:: Input records ::

PR #4, opened 2020-04-28
Feature/ios rest

tiholic:
Rest implementation for iOS part of the plugin.
Create a rest instance over ably instance and publish messages.
+ dev dependency upgrades
+ log levels on dart side brought to sync with spec

### DIFF
--- a/example/ios/Runner.xcodeproj/project.pbxproj
+++ b/example/ios/Runner.xcodeproj/project.pbxproj
@@ -80,7 +80,6 @@
 				10B8B89ABB4264117E7AB56C /* Pods-Runner.release.xcconfig */,
 				EA3336021AE374E30F8FCF54 /* Pods-Runner.profile.xcconfig */,
 			);
-			name = Pods;
 			path = Pods;
 			sourceTree = "<group>";
 		};
@@ -185,6 +184,7 @@
 				TargetAttributes = {
 					97C146ED1CF9000F007C117D = {
 						CreatedOnToolsVersion = 7.3.1;
+						DevelopmentTeam = S38X8U35U5;
 					};
 				};
 			};
@@ -393,6 +393,7 @@
 			buildSettings = {
 				ASSETCATALOG_COMPILER_APPICON_NAME = AppIcon;
 				CURRENT_PROJECT_VERSION = "$(FLUTTER_BUILD_NUMBER)";
+				DEVELOPMENT_TEAM = S38X8U35U5;
 				ENABLE_BITCODE = NO;
 				FRAMEWORK_SEARCH_PATHS = (
 					"$(inherited)",
@@ -523,6 +524,7 @@
 			buildSettings = {
 				ASSETCATALOG_COMPILER_APPICON_NAME = AppIcon;
 				CURRENT_PROJECT_VERSION = "$(FLUTTER_BUILD_NUMBER)";
+				DEVELOPMENT_TEAM = S38X8U35U5;
 				ENABLE_BITCODE = NO;
 				FRAMEWORK_SEARCH_PATHS = (
 					"$(inherited)",
@@ -546,6 +548,7 @@
 			buildSettings = {
 				ASSETCATALOG_COMPILER_APPICON_NAME = AppIcon;
 				CURRENT_PROJECT_VERSION = "$(FLUTTER_BUILD_NUMBER)";
+				DEVELOPMENT_TEAM = S38X8U35U5;
 				ENABLE_BITCODE = NO;
 				FRAMEWORK_SEARCH_PATHS = (
 					"$(inherited)",
--- a/ios/Classes/AblyFlutterPlugin.m
+++ b/ios/Classes/AblyFlutterPlugin.m
@@ -54,15 +54,11 @@ static FlutterHandler _publishRestMessage = ^void(AblyFlutterPlugin *const plugi
     AblyFlutterMessage *const messageData = message.message;
     NSMutableDictionary<NSString *, NSObject *>* _dataMap = messageData.message;
     NSString *channelName = (NSString*)[_dataMap objectForKey:@"channel"];
-    NSString *eventName = (NSString*)[_dataMap objectForKey:@"name"];
-    NSObject *eventData = (NSString*)[_dataMap objectForKey:@"message"];
+    NSString *const eventName = (NSString*)[_dataMap objectForKey:@"name"];
+    NSObject *const eventData = (NSString*)[_dataMap objectForKey:@"message"];
     ARTRest *client = [ably getRest:messageData.handle];
     ARTRestChannel *channel = [client.channels get:channelName];
 
-    //Handling nil cases, to be generalized based on other encounters
-    NSString *nilStr = nil;
-    if([eventName isKindOfClass:[NSNull class]]){ eventName = nilStr; }
-    if([eventData isKindOfClass:[NSNull class]]){ eventData = nilStr; }
     [channel publish:eventName data:eventData callback:^(ARTErrorInfo *_Nullable error){
         if(error){
             result([
--- a/ios/Classes/AblyFlutterPlugin.m
+++ b/ios/Classes/AblyFlutterPlugin.m
@@ -39,6 +39,44 @@ static FlutterHandler _register = ^void(AblyFlutterPlugin *const plugin, Flutter
     [plugin registerWithCompletionHandler:result];
 };
 
+static FlutterHandler _createRestWithOptions = ^void(AblyFlutterPlugin *const plugin, FlutterMethodCall *const call, const FlutterResult result) {
+    AblyFlutterMessage *const message = call.arguments;
+    LOG(@"message for handle %@", message.handle);
+    AblyFlutter *const ably = [plugin ablyWithHandle:message.handle];
+    // TODO if ably is nil here then an error response, perhaps? or allow Dart side to understand null response?
+    result([ably createRestWithOptions:message.message]);
+};
+
+static FlutterHandler _publishRestMessage = ^void(AblyFlutterPlugin *const plugin, FlutterMethodCall *const call, const FlutterResult result) {
+    AblyFlutterMessage *const message = call.arguments;
+    LOG(@"message for handle %@", message.handle);
+    AblyFlutter *const ably = [plugin ablyWithHandle:message.handle];
+    AblyFlutterMessage *const messageData = message.message;
+    NSMutableDictionary<NSString *, NSObject *>* _dataMap = messageData.message;
+    NSString *channelName = (NSString*)[_dataMap objectForKey:@"channel"];
+    NSString *eventName = (NSString*)[_dataMap objectForKey:@"name"];
+    NSObject *eventData = (NSString*)[_dataMap objectForKey:@"message"];
+    ARTRest *client = [ably getRest:messageData.handle];
+    ARTRestChannel *channel = [client.channels get:channelName];
+
+    //Handling nil cases, to be generalized based on other encounters
+    NSString *nilStr = nil;
+    if([eventName isKindOfClass:[NSNull class]]){ eventName = nilStr; }
+    if([eventData isKindOfClass:[NSNull class]]){ eventData = nilStr; }
+    [channel publish:eventName data:eventData callback:^(ARTErrorInfo *_Nullable error){
+        if(error){
+            result([
+                    FlutterError
+                    errorWithCode:[NSString stringWithFormat: @"%ld", (long)error.code]
+                    message:[NSString stringWithFormat:@"Unable to publish message to Ably server; err = %@", [error message]]
+                    details:nil
+                    ]);
+        }else{
+            result(nil);
+        }
+    }];
+};
+
 static FlutterHandler _createRealtimeWithOptions = ^void(AblyFlutterPlugin *const plugin, FlutterMethodCall *const call, const FlutterResult result) {
     AblyFlutterMessage *const message = call.arguments;
     LOG(@"message for handle %@", message.handle);
@@ -92,6 +130,8 @@ static FlutterHandler _dispose = ^void(AblyFlutterPlugin *const plugin, FlutterM
         @"getPlatformVersion": _getPlatformVersion,
         @"getVersion": _getVersion,
         @"register": _register,
+        @"createRestWithOptions": _createRestWithOptions,
+        @"publish": _publishRestMessage,
         @"createRealtimeWithOptions": _createRealtimeWithOptions,
         @"connectRealtime": _connectRealtime,
         @"dispose": _dispose,
--- a/lib/src/spec/constants.dart
+++ b/lib/src/spec/constants.dart
@@ -1,8 +1,8 @@
 class LogLevel{
-  static final int NONE = 99;
-  static final int VERBOSE = 2;
-  static final int DEBUG = 3;
-  static final int INFO = 4;
-  static final int WARN = 5;
-  static final int ERROR = 6;
+  static final int none = 99;
+  static final int verbose = 2;
+  static final int debug = 3;
+  static final int info = 4;
+  static final int warn = 5;
+  static final int error = 6;
 }
--- a/lib/src/spec/constants.dart
+++ b/lib/src/spec/constants.dart
@@ -1,0 +1,8 @@
+class LogLevel{
+  static final int NONE = 99;
+  static final int VERBOSE = 2;
+  static final int DEBUG = 3;
+  static final int INFO = 4;
+  static final int WARN = 5;
+  static final int ERROR = 6;
+}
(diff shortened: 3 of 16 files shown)


ios/Classes/AblyFlutterPlugin.m
```diff
@@ -39,6 +39,44 @@ -(nullable AblyFlutter *)ablyWithHandle:(NSNumber *)handle;
...
+    NSString *channelName = (NSString*)[_dataMap objectForKey:@"channel"];
+    NSString *eventName = (NSString*)[_dataMap objectForKey:@"name"];
+    NSObject *eventData = (NSString*)[_dataMap objectForKey:@"message"];
+    ARTRest *client = [ably getRest:messageData.handle];
+    ARTRestChannel *channel = [client.channels get:channelName];
+
+    //Handling nil cases, to be generalized based on other encounters
+    NSString *nilStr = nil;
+    if([eventName isKindOfClass:[NSNull class]]){ eventName = nilStr; }
+    if([eventData isKindOfClass:[NSNull class]]){ eventData = nilStr; }
```
tiholic, line 65: @QuintinWillison any scope for improvement here?

As `nil` is not a valid argument for `name` or `data`, we need to pass on an argument of type `NSString`, `NSData`, `NSArray` or `NSDictionary`

example/ios/Runner.xcodeproj/project.pbxproj
```diff
@@ -185,6 +184,7 @@
 				TargetAttributes = {
 					97C146ED1CF9000F007C117D = {
 						CreatedOnToolsVersion = 7.3.1;
+						DevelopmentTeam = S38X8U35U5;
```
QuintinWillison, line 187: Who this?

ios/Classes/AblyFlutterPlugin.m
```diff
@@ -39,6 +39,44 @@ -(nullable AblyFlutter *)ablyWithHandle:(NSNumber *)handle;
...
+    result([ably createRestWithOptions:message.message]);
+};
+
+static FlutterHandler _publishRestMessage = ^void(AblyFlutterPlugin *const plugin, FlutterMethodCall *const call, const FlutterResult result) {
+    AblyFlutterMessage *const message = call.arguments;
+    LOG(@"message for handle %@", message.handle);
+    AblyFlutter *const ably = [plugin ablyWithHandle:message.handle];
+    AblyFlutterMessage *const messageData = message.message;
+    NSMutableDictionary<NSString *, NSObject *>* _dataMap = messageData.message;
+    NSString *channelName = (NSString*)[_dataMap objectForKey:@"channel"];
```
QuintinWillison, line 56: Please make pointers `const` unless you have a reason for them not to be. In the case of this line that means:

```objc
NSString *const channelName = [_dataMap objectForKey:@"channel"];
```

ios/Classes/AblyFlutterPlugin.m
QuintinWillison: `objectForKey:` will return `nil` if there is no entry in the data map. Surely you could just not pack an entry on the Dart side?

Also... potentially about to disappear given my suggestion but no need for the `nilStr` intermediary here. `nil` is designed to be assigned directly to any type of Objective-C instance pointer (a.k.a. `id`).

ios/Classes/AblyFlutterPlugin.m
```diff
@@ -39,6 +39,44 @@ -(nullable AblyFlutter *)ablyWithHandle:(NSNumber *)handle;
...
+    NSString *eventName = (NSString*)[_dataMap objectForKey:@"name"];
+    NSObject *eventData = (NSString*)[_dataMap objectForKey:@"message"];
+    ARTRest *client = [ably getRest:messageData.handle];
+    ARTRestChannel *channel = [client.channels get:channelName];
+
+    //Handling nil cases, to be generalized based on other encounters
+    NSString *nilStr = nil;
+    if([eventName isKindOfClass:[NSNull class]]){ eventName = nilStr; }
+    if([eventData isKindOfClass:[NSNull class]]){ eventData = nilStr; }
+    [channel publish:eventName data:eventData callback:^(ARTErrorInfo *_Nullable error){
```
QuintinWillison, line 66: The `_Nullable` here is only of interest to callers, not the implementer, so is superfluous. Also no reason not to make that `error` pointer `const` (swap the `_Nullable` for `const`).

ios/Classes/AblyFlutterPlugin.m
tiholic: @QuintinWillison we do send an entry from dart side, but that entry would be null as passed by package users.

Ex: `restInstance.publish('name', 'message')` will pass both values, but `restInstance.publish()` will pass an map with `{"message": null, "data": null}` which will be available as `nil` in iOS side.

`nil` is not accepted by publish method, as the encoding fails
argument passed: `must be NSString, NSData, NSArray or NSDictionary`

Here is link to the log which states the error:
https://ably-real-time.slack.com/files/U0118SXS2VD/F012UMW8DCZ/untitled

example/ios/Runner.xcodeproj/project.pbxproj
tiholic: That's my personal development team. Seems like this file must be committed.
Let me know if there is a way to ignore this.

Note: this is project file in example app

ios/Classes/AblyFlutterPlugin.m
tiholic: Handled in next PR

ios/Classes/AblyFlutterPlugin.m
tiholic: Handled in next PR

example/ios/Runner.xcodeproj/project.pbxproj
mattheworiordan: @QuintinWillison do we need to commit these XCode files?  I assume we do given this is an example app and we want it to just work, but ideally we'd not commit this stuff.

ios/Classes/AblyFlutterPlugin.m
mattheworiordan: @tiholic I think it would be preferable to have complete PRs, and reduce the sope.  I appreciate there is ongoing work, and you want to get stuff reviewed early, which is good.  However, if the answer is I will fix in the next PR, it means we cannot really review any PRs in full because the feedback is addressed in a separate review, which may or may not be done by the same people.  I think moving forward, we should aim to have all feedback on PRs reviewed and addressed in that PR.  This will ensure we are all happy about code we are reviewing being merged.  WDYT?

ios/Classes/AblyFlutterPlugin.m
```diff
@@ -39,6 +39,44 @@ -(nullable AblyFlutter *)ablyWithHandle:(NSNumber *)handle;
...
 
+static FlutterHandler _createRestWithOptions = ^void(AblyFlutterPlugin *const plugin, FlutterMethodCall *const call, const FlutterResult result) {
+    AblyFlutterMessage *const message = call.arguments;
+    LOG(@"message for handle %@", message.handle);
+    AblyFlutter *const ably = [plugin ablyWithHandle:message.handle];
+    // TODO if ably is nil here then an error response, perhaps? or allow Dart side to understand null response?
+    result([ably createRestWithOptions:message.message]);
+};
+
+static FlutterHandler _publishRestMessage = ^void(AblyFlutterPlugin *const plugin, FlutterMethodCall *const call, const FlutterResult result) {
```
mattheworiordan, line 50: @QuintinWillison I may need some enlightenment here, but could do these methods not directly map to actual IDL methods instead of `publishRestMessage` which does not exist in our IDL.  Is there a reason for this that I am not aware of due to the constraints of Dart?  I do understand there are issues with overloaded methods with Dart, but I am surprised to see code like this where, as the reviewer, I am not entirely clear what I am actually reviewing.

@tiholic separately, could I ask that we include code examples in the README for methods we are delivering as we go along?  If you look at other SDKs, such as Ruby and the publish method, the high level methods are documented in the README - https://github.com/ably/ably-ruby#publishing-a-message-to-a-channel-1.  We don't need to document every method (which is what we have done in all READMEs), however it is imperative for me to see what API interface we are exposing to delivers when using the Flutter SDK.  Could you aim to do that as you go along?

lib/src/spec/constants.dart
```diff
@@ -0,0 +1,8 @@
+class LogLevel{
+  static final int NONE = 99;
+  static final int VERBOSE = 2;
+  static final int DEBUG = 3;
+  static final int INFO = 4;
+  static final int WARN = 5;
+  static final int ERROR = 6;
```
mattheworiordan, line 7: Is it idiomatic to have LogLevel with `NONE` as opposed to `None? 
What do Dart developers prefer / use normally?

ios/Classes/AblyFlutterPlugin.m
tiholic: Yes, agreed @mattheworiordan

tiholic:
@mattheworiordan 
Regarding PR Resolution and README, will take care.

Coming to the idiomatic vs. consistency, as we are pretty consistent in terms on simple method calls. In context of event listeners, we will be having idiomatic approach using Streams.

We are not inclined to following idiomatic approach w.r.t usage of [named constructors](https://dart.dev/guides/language/language-tour#named-constructors). Standard constructors with [asserts in initializer list](https://github.com/dart-lang/sdk/blob/master/docs/language/informal/assert-in-initializer-list.md) is preferred over named constructors as that is most consistent with IDL.

example/ios/Runner.xcodeproj/project.pbxproj
QuintinWillison: Yes, you do need to commit them. They are required for the Xcode project to build and they cannot be automatically built unless you start employing other tech like make which is not idiomatic for iOS devs. Xcode project files are standard currency in Apple development.

ios/Classes/AblyFlutterPlugin.m
QuintinWillison: 💯

ios/Classes/AblyFlutterPlugin.m
QuintinWillison: That makes sense. However I was imagining that you had control, in Dart land, of the production of the data that ends up causing `_dataMap` to be populated once in Objective-C land. Therefore if the Dart code knows that it needs to set a value of `null` for the `name` key then it can simply not pack a value for that key at all. Or am I missing something?

ios/Classes/AblyFlutterPlugin.m
QuintinWillison: To expand on my agreement with Matt's comment, the ideal is that I can click on the 'Resolve Conversation' button for this comment thread, solely in the context of this PR. Thus once I've seen you push an additional commit to this PR that fixes this issue then I can resolve the comment and therefore we can all visually see progress on this PR towards it being suitable to merge.

Clearly this approach of iterating on this PR comes with the slight downside that your subsequent PR underlying branches (#5 and knock on #6) will need to be rebased on top of the branch underlying this one. But then that's the maintenance overhead of having several chained PRs 'in flight' and is pretty much unavoidable.

Hopefully by sticking to the rules and keeping things clean in terms of branch management and maintenance while we go through the review process will keep the process easy and predictable for you. I'm happy to help if any of that is unclear or you have suggestions for an alternative workflow.

lib/src/spec/constants.dart
QuintinWillison: Matt's got a valid point here and it raises something else I should have spotted, sorry!

First, yes, we should be aiming to be as Dart-idiomatic as possible and that means adhering to [Effective Dart](https://dart.dev/guides/language/effective-dart) wherever possible - thus these, as 'constant names' / 'constant variables' should [`PREFER` using `lowerCamelCase`](https://dart.dev/guides/language/effective-dart/style#prefer-using-lowercamelcase-for-constant-names) - i.e. `none`, `verbose`, `debug`, etc..

Secondly, I think you can and should be using `const` rather than `final` as these values can be 'calculated' at compile time. See [this answer](https://stackoverflow.com/a/50431087/392847).

ios/Classes/AblyFlutterPlugin.m
QuintinWillison: Hopefully your commits are suitably granular to support illustrating in this manner but perhaps it would help if you could comment here with a link to the relevant commit so I can resolve [this thread](https://github.com/ably/ably-flutter/pull/4#discussion_r417630602).

Going forward I do want to [encourage atomic iteration on the same PR](https://github.com/ably/ably-flutter/pull/4#discussion_r419337789), but for now happy to unblock merging this PR if you can just comment in this manner here so I can resolve this comment thread. 😁

ios/Classes/AblyFlutterPlugin.m
QuintinWillison: @mattheworiordan ...

The particular block name you've picked up on (`_publishRestMessage`) is an internal implementation detail unique to the Objective-C code (i.e. just a third of the solution, and in this case just this file - it's `static`!). Right now I feel we need to concentrate on the public API which basically means what's presented to Flutter users in pure Dart code. Any illogical mappings will naturally flat to the surface as that evolves.

Regarding your comment to @tiholic relating to examples... The Flutter-plugin-idomatic way of delivering example usage, as I understand it, is in the code in the example folder. It's created for you, out of the box, when you use Flutter's tooling to [create a plugin project](https://flutter.dev/docs/development/packages-and-plugins/developing-packages#step-1-create-the-package-1). It may make sense to also have examples in the readme, or perhaps an indirection from there to the 'live and runnable' Flutter example code. This may need more thought but I think that will shake out a bit more once we have enough implementation in place to do something useful with the plugin!

example/ios/Runner.xcodeproj/project.pbxproj
QuintinWillison: @tiholic my preference would be to remove these lines from this file and then just be mindful whenever you commit changes to this file to make sure you omit chunks that are personalised like this. We can discuss offline how to handle this when doing iOS development (short answer: nice tooling, e.g. [SourceTree](https://www.sourcetreeapp.com/)).

ios/Classes/AblyFlutterPlugin.m
mattheworiordan: Ok, thanks for explaining.  

> Right now I feel we need to concentrate on the public API which basically means what's presented to Flutter users in pure Dart code.

Agreed

> The Flutter-plugin-idomatic way of delivering example usage, as I understand it, is in the code in the example folder.

What wasn't what I meant.  What I meant is is the Ably API we provide from the Flutter SDK idiomatic to Dart developers?  If not, what are the trade offs?  

I was simply requesting that as we go along, we include the code samples in the README to be consistent with our SDKs - hence https://github.com/ably/ably-ruby#publishing-a-message-to-a-channel-1

mattheworiordan:
> Coming to the idiomatic vs. consistency, as we are pretty consistent in terms on simple method calls. In context of event listeners, we will be having idiomatic approach using Streams.

Sounds good.

> We are not inclined to following idiomatic approach w.r.t usage of named constructors. Standard constructors with asserts in initializer list is preferred over named constructors as that is most consistent with IDL.

Great, any reason not to do the latter then?

tiholic:
>  Great, any reason not to do the latter then?

Only reason is that the former is more consistent with IDL.

@paddybyers @QuintinWillison and @Ugbot please share your inputs. We finalized this approach over the call.

ios/Classes/AblyFlutterPlugin.m
tiholic: How would it help if we don't send the key to Obj-C side? `publish` method still expects values and publishing fails at encoding stage.

ios/Classes/AblyFlutterPlugin.m
tiholic: @QuintinWillison https://github.com/ably/ably-flutter/commit/8b2817d305608163c32ae3463a35790511c73089

ios/Classes/AblyFlutterPlugin.m
tiholic: @mattheworiordan @QuintinWillison 

will have the high level API available in README in next PR.

lib/src/spec/constants.dart
tiholic: Updated in 822e6407feea365d548a0282b15880065f798e6f

ios/Classes/AblyFlutterPlugin.m
tiholic: @QuintinWillison as discussed, this is sorted in https://github.com/ably/ably-flutter/commit/6ce0328481388fb75de3f95b21b6306b32f8c723 bu not packing the key form dart side

tiholic:
@mattheworiordan had a long discussion with @QuintinWillison and we decided to follow idiomatic approach over consistency in case of named constructors.

Code not following idiomatic approach will be updated in PRs raised here further.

:: Work instruction ::
Each line of the entries holding the string "encoding" should be found and copied.

:: Result of this exercise ::
`nil` is not accepted by publish method, as the encoding fails
tiholic: How would it help if we don't send the key to Obj-C side? `publish` method still expects values and publishing fails at encoding stage.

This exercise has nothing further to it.